GPT-3 has an artist’s soul
Moving to the creative side of GPT-3 we find Open AI researcher Amanda Askell, who used the system to create a guitar tab titled Idle Summer Days and to write a funny story of Georg Cantor in a hotel. Arram Sabeti told GPT-3 to write a poem about Elon Musk by Dr Seuss and a rap song about Harry Potter by Lil Wayne. But the most impressive creative feat of GPT-3 gotta be the game AI Dungeon. In 2019, Nick Walton built the role-based game on top of GPT-2. He has now adapted it to GPT-3 and it’s earning $16,000 a month on Patreon.

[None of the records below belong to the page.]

PR #987, opened 2019-10-25
Mitigate race condition between createInstance and waitForInstanceSignal

EricEdens:
waitForInstanceSignal is able to kill an instance depending on its serial output, while createInstance is responsible for archiving serial output. Typically these steps run in parallel, leading to situations where an instance is killed prior to archiving the latest batch of logs. 

This commit adds a couple of mitigations:
 1. Always get the latest batch of logs when a workflow is canceled.
 2. Delay the return of createInstance by 20 seconds.

Testing:
 - Ran the OVF import integ tests.

### DIFF
--- a/daisy/step_create_instances.go
+++ b/daisy/step_create_instances.go
@@ -41,8 +41,6 @@ func logSerialOutput(ctx context.Context, s *Step, i *Instance, port int64, inte
 Loop:
 	for {
 		select {
-		case <-w.Cancel:
-			break Loop
 		case <-tick:
 			resp, err := w.ComputeClient.GetSerialPortOutput(path.Base(i.Project), path.Base(i.Zone), i.Name, port, start)
 			if err != nil {
@@ -72,6 +70,10 @@ Loop:
 				gcsErr = true
 				w.LogStepInfo(s.name, "CreateInstances", "Instance %q: error saving log to GCS: %v", i.Name, err)
 				continue
+			}
+
+			if w.isCanceled() {
+				break Loop
 			}
 		}
 	}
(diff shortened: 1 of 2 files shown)


adjackura:
Please don't add sleep to an unconnected step to solve this, waitForInstanceSignal doesn't take any action other than register the signal as soon as it comes in. I think it would be better to have one watcher registered per serial pot output that is required, then we don't need to have multiple readers. the wait for instance signal step can then just register its frequency and the watcher will write the output to a shared location, then the logger and the wait step can just pull from that.

EricEdens:
I 100% agree that this doesn't solve the problem, but rather it's a *mitigation* for it. 

The issue is that a fraction of serial port logs don't include the tail, and the tail contains the context around why waitForInstanceSignal decided to kill the workflow.

I propose pushing this mitigation now, allowing us to address the immediate problem, and then we can look at re-working log monitoring at a subsequent point.

dntczdx:
Offline discussed with Eric. 20s is too long from perf's perspective and it doesn't guarantee the result. On the other hand, this implementation can unblock the investigation for now. Let's do it as a workaround; meanwhile, open a tracking bug to follow up with the ideal solution suggested by Andrew.

adjackura:
20s is still way to long and this will impact every single workflow that uses WaitForInstanceSignal. if logging errors is what you care about simply add a 4s wait to cleanup for instances, that will make sure we don't delete an instance before we log its output (interval is set to 3s)

EricEdens:
> Add a 4s wait to cleanup if all you care about is failure logs, this would not impact current usage other than failures

Sounds good!

I moved the sleep to `cleanup`. AFAICT, though, it'll be executed for both success and failure. Or were you thinking of something else?

PR #989, opened 2019-10-30
[logging] v2 - abstracts class for cli tool with logging

dntczdx:
This is a different implementation of https://github.com/GoogleCloudPlatform/compute-image-tools/pull/983

Similarly, it tries to resolve the problem that some parameters have to be updated during the tool is executed.
When I try to adopt some feedbacks from Eric and Zoran, the whole solution became closer to the Eric's proposed one - it's like a mixture of my last implementation and Eric's. Since the shape of the design is quite different from 983, I created a new PR so you can compare them.

1. I removed the abstract class in this version due that it's harder to get a common top-level common code, as well as the abstract class shared pretty few common logic.
2. The key is that I added a "UpdatableParam" (maybe MutableParam is a better name), which replaces param pointer that needs to be updated during the tool's executed. 
3. The "UpdatableParam" is registered in InputParams, so logger.Update can consume.
4. Logically, it collects most of the params at the beginning for "Start" log, while it reflects updatable params after the execution and before "Success/Failure" log.
5. "UpdatableParam" is updated by core importer/exporter.

### DIFF
--- a/cli_tools/common/utils/logging/service/log_entry.go
+++ b/cli_tools/common/utils/logging/service/log_entry.go
@@ -14,6 +14,10 @@
 
 package service
 
+import (
+	"github.com/GoogleCloudPlatform/compute-image-tools/cli_tools/common/utils/param"
+)
+
 // logRequest is a server-side pre-defined data structure
 type logRequest struct {
 	ClientInfo    clientInfo `json:"client_info"`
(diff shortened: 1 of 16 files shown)


cli_tools/common/utils/logging/service/log_entry.go
```diff
@@ -171,27 +190,22 @@ type OutputInfo struct {
...
-	}
-	if l.Params.ImageExportParams != nil {
-		l.Params.ImageExportParams.CommonParams.Project = project
-		l.Params.ImageExportParams.CommonParams.ObfuscatedProject = obfuscatedProject
-	}
-	if l.Params.InstanceImportParams != nil {
-		l.Params.InstanceImportParams.CommonParams.Project = project
-		l.Params.InstanceImportParams.CommonParams.ObfuscatedProject = obfuscatedProject
+		commonParams.Project = project
+		commonParams.ObfuscatedProject = obfuscatedProject
```
EricEdens: `UpdatableProject` has a bad code smell to me.
1. From its name, it sounds mutable. Is that what you want?
2. Who is responsible for initializing it? Is it really okay that the value is ever nil?

The approach that I would have expected is to have the 'project' value created and validated once, and then made immutable. Are there limitations that make that impossible?

PR #993, opened 2019-10-31
Run start script asynchronously

dntczdx:
StartScript has a limit of execution time - even though I failed to find a doc to clarify that, I realized this behavior in the weekly export test, which exports a 4TB image.
Exporting it self works fine (up to 13 hours); however, the "verify" step always fail after ~20 hours, which imports the huge image from gcs and takes really long.

Looking into the log, there isn't any clue what happened, the instance just got terminated if the start script executes for ~20 hours.

In order to unblock this exporting test, and more importantly, unblock any long import/export operation, I moved the logic of the scripts into a "main" function, and call it asynchronously:

main &

So the main process of start script can finish in 1s, while the core logic is executed in a background process.


hopkiw:
What is the surrounding context? How will success or failure be reported, and what was causing the timeout?

dntczdx:
> What is the surrounding context? How will success or failure be reported, and what was causing the timeout?

It was initially detected by ci-daisy-e2e-weekly:
https://prow.k8s.io/view/gcs/compute-image-tools-test/logs/ci-daisy-e2e-weekly/1187781896604487680

The test should pass with the fix.

It's not a timeout. Importing a 4TB image from GCS needs >20 hours.

PR #994, opened 2019-11-04
Update error message when input image is gzipped.

EricEdens:


cli_tools/gce_vm_image_import/importer/importer.go
```diff
@@ -124,7 +124,7 @@ func validateSourceFile(storageClient domain.StorageClientInterface, sourceBucke
 	byteCountingReader := daisycommon.NewByteCountingReader(rc)
 	// Detect whether it's a compressed file by extracting compressed file header
 	if _, err = gzip.NewReader(byteCountingReader); err == nil {
-		return daisy.Errf("cannot import an image from a compressed file. Please provide a path to an uncompressed image file. If the compressed file is an image exported from Google Compute Engine, please use 'images create' instead")
+		return daisy.Errf("the input file appears to be a tar.gz, which is not supported by 'gcloud compute images import'. To import a tar.gz that was exported from Google Compute Engine, please use 'gcloud compute images create' instead")
```
zoran15: At this point, we are sure the file is a zipped file. "appears" sounds like we are not sure.

EricEdens: We're sure that it's gzipped, not that it's a tar.gz. I'd be fine with saying "the input file is gzipped, which is not ..."

PR #997, opened 2019-11-06
Import/export wrappers: Remove new lines from log errors

zoran15:
Remove new lines from log errors as only the first line is filtered by gcloud due to subsequent lines not having an appropriate prefix. Alternate solution where each line would have a prefix would be more effort to implement, so this simpler solution was chosen. Not many cases where multi line errors are returned from Daisy.


cli_tools/common/utils/logging/service/logger.go
```diff
@@ -237,6 +237,12 @@ func (l *Logger) runWithServerLogging(function func() (*daisy.Workflow, error),
 	return logExtension, err
 }
 
+func removeNewLinesFromMultilineError(s string) string {
```
EricEdens: unit test?

cli_tools/common/utils/logging/service/logger.go
```diff
@@ -237,6 +237,12 @@ func (l *Logger) runWithServerLogging(function func() (*daisy.Workflow, error),
...
+	// first line in a multi error line is of "Multiple errors" type and doesn't need a separator
```
EricEdens: I'm not familiar with the "multiple errors" type. Is that a golang thing? Daisy?

cli_tools/common/utils/logging/service/logger.go
```diff
@@ -237,6 +237,12 @@ func (l *Logger) runWithServerLogging(function func() (*daisy.Workflow, error),
...
+	firstNewLineRemoved := strings.Replace(s, "\n", " ", 1)
+	return strings.Replace(firstNewLineRemoved, "\n", "; ", -1)
```
EricEdens: minor: Any reason to not use `ReplaceAll`? (I had to read the source code of strings.Replace to figure out what `-1` meant.)

cli_tools/common/utils/logging/service/logger.go
zoran15: https://github.com/GoogleCloudPlatform/compute-image-tools/blob/master/daisy/error.go#L154

PR #998, opened 2019-11-06
Allow instances without GCS access to use startup scripts.

EricEdens:
Prior to this, instances needed read access to GCS in order to access their startup script. Lacking this permission, a booting instance would experience the `Failed to download metadata script` error:

https://github.com/GoogleCloudPlatform/compute-image-tools/blob/e1ff1f2bd9cf7df342b4f36a79e91db6bc1f0e49/daisy_workflows/image_import/import_disk.wf.json#L100

The change is best-effort, since only some scripts are inlinable. Specifically, there's a maximum size of 256kb for the script, and there is a limited set of script types that are accepted. More info: https://cloud.google.com/compute/docs/startupscript


EricEdens:
> This is a pretty big change in the default setup, could you potentially just use the existing ${SOURCE:<source_name>} syntax in the workflows you care about?

Well, I'll be -- yeah, I wasn't aware of that, and that looks perfect.

PR #1006, opened 2019-11-12
Image export permission error handling

zoran15:
Image Export: 
* inline startup script
* log GCS read permission with "ExportFailed:" prefix so it gets picked up by the calling code
* don't retry on permission error


cli_tools/gce_export/main.go
```diff
@@ -145,9 +148,13 @@ func (b *bufferedWriter) uploadWorker() {
 			}()
 			if err != nil {
 				fmt.Printf("Failed %v time(s) to upload '%v', error: %v\n", i, in, err)
-				if i > 16 {
-					log.Fatal(err)
+
+				// Don't retry if permission error as it's not recoverable.
+				gAPIErr, isGAPIErr := err.(*googleapi.Error)
+				if i > 16 || (isGAPIErr && gAPIErr.Code == 403 && gcsPermissionErrorRegExp.MatchString(gAPIErr.Message)) {
+					log.Fatalf("ExportFailed: Failed to export disk source to GCS. [Privacy->%v<-Privacy]", err)
```
adjackura: Don't log with this style in this tool. This should be wrapped by something else higher up the stack

zoran15: How?

PR #1008, opened 2019-11-13
osconfig_test: copy autogen proto and gapic code for use with tests

adjackura:


osconfig_tests/utils/utils.go
```diff
@@ -93,6 +93,7 @@ EOM`
 // InstallOSConfigDeb installs the osconfig agent on deb based systems.
 func InstallOSConfigDeb() string {
 	return fmt.Sprintf(`systemctl stop google-osconfig-agent
+dpkg --configure -a
```
iamsubratp: why this?

adjackura: This is a hack to fix the service restart from breaking dpkg, I'm working on a packaging fix to have more garceful shutdowns of the service.

PR #1292, opened 2020-07-18
Pass inflation disk sizes during OVF data disk import.

EricEdens:
#1283 caused a regression for OVF imports that contain multiple disks. When performing a multi-disk import, a user would see: "ImportFailed: Failed to resize disk. The Compute Engine default service account needs the role: roles/compute.storageAdmin"

This PR fixes the regression by:
1. Update import_image.sh to validate its required parameters.
2. Update OVF import to include the sizes of the disks that its passing to import_image.sh.

### DIFF
--- a/daisy_workflows/image_import/import_image.sh
+++ b/daisy_workflows/image_import/import_image.sh
@@ -41,6 +41,11 @@ SOURCE_SIZE_BYTES="$(gsutil du "${SOURCE_URL}" | grep -o '^[0-9]\+')"
 SOURCE_SIZE_GB=$(awk "BEGIN {print int(((${SOURCE_SIZE_BYTES}-1)/${BYTES_1GB}) + 1)}")
 IMAGE_PATH="/daisy-scratch/$(basename "${SOURCE_URL}")"
 
+# Validate input
+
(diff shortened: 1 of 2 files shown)


daisy_workflows/image_import/import_image.sh
```diff
@@ -41,6 +41,11 @@ SOURCE_SIZE_BYTES="$(gsutil du "${SOURCE_URL}" | grep -o '^[0-9]\+')"
 SOURCE_SIZE_GB=$(awk "BEGIN {print int(((${SOURCE_SIZE_BYTES}-1)/${BYTES_1GB}) + 1)}")
 IMAGE_PATH="/daisy-scratch/$(basename "${SOURCE_URL}")"
 
+# Validate input
+
+[[ -z "$SCRATCH_DISK_SIZE_GB" ]] && echo "ImportFailed: metadata scratch_disk_size_gb is unset" && exit 1
+[[ -z "$INFLATED_DISK_SIZE_GB" ]] && echo "ImportFailed: metadata inflated_disk_size_gb is unset" && exit 1
```
zoran15, line 47: minor: unset -> not set. Unset sounds (at least to me) like we just cleared this metadata key (un-set it), while we want to say it's not set at all (missing).

EricEdens: done!

PR #1293, opened 2020-07-20
Increase timeout for el_import_dont_use_proxy.wf.json

EricEdens:
This change increases the timeout of el_import_dont_use_proxy.wf.json from 30 minutes to 60 minutes, since we've been seeing intermittent timeouts recently.

### DIFF
--- a/daisy_integration_tests/el_import_dont_use_proxy.wf.json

GPT-3’s reasoning abilities
The most intrepid tested GPT-3 in areas in which only humans excel. Parse CTO Kevin Lacker wondered about common-sense reasoning and logic and found that GPT-3 was able to keep up although it failed when entering “surreal territory”. However, Nick Cammarata found that specifying uncertainty in the prompt allowed GPT-3 to handle “surreal” questions while answering “Yo be real”. Gwern explains that GPT-3 may need explicit uncertainty prompts because we humans tend to not say “I don’t know” and the system is simply imitating this flaw.
GPT-3 also proved capable of having spiritual and philosophical conversations that might go beyond our cognitive boundaries. Tomer Ullman made GPT-3 conceive 10 philosophical/moral thought experiments. Messaging is a tool that outputs the meaning of life according to “famous people, things, objects, [or] feelings.”
And Bernhard Mueller, in an attempt to unveil the philosophical Holy Grail, made the ultimate test for GPT-3. He gave it a prompt to find the question to 42 and after some exchanges, GPT-3 said: “The answer is so far beyond your understanding that you cannot comprehend the question. And that, my child, is the answer to life, the Universe and everything.” Amazing and scary at the same time.
GPT-3 produced amazing results, received wild hype, generated increasing worry, and received a wave of critiques and counter-critiques. I don’t know what to expect in the future from these types of models but what’s for sure is that GPT-3 remains unmatched right now. It’s the most powerful neural network as of today and accordingly, it has received the most intense focus, in every possible sense.
Everyone was directing their eyes at GPT-3; those who acclaim it as a great, forward step towards human-like artificial intelligence and those who reduce it to barely be an overhyped strong autocomplete. There are interesting arguments on both sides. Now, it’s your turn to think about what it means for the present of AI and what it’ll mean for the future of the world.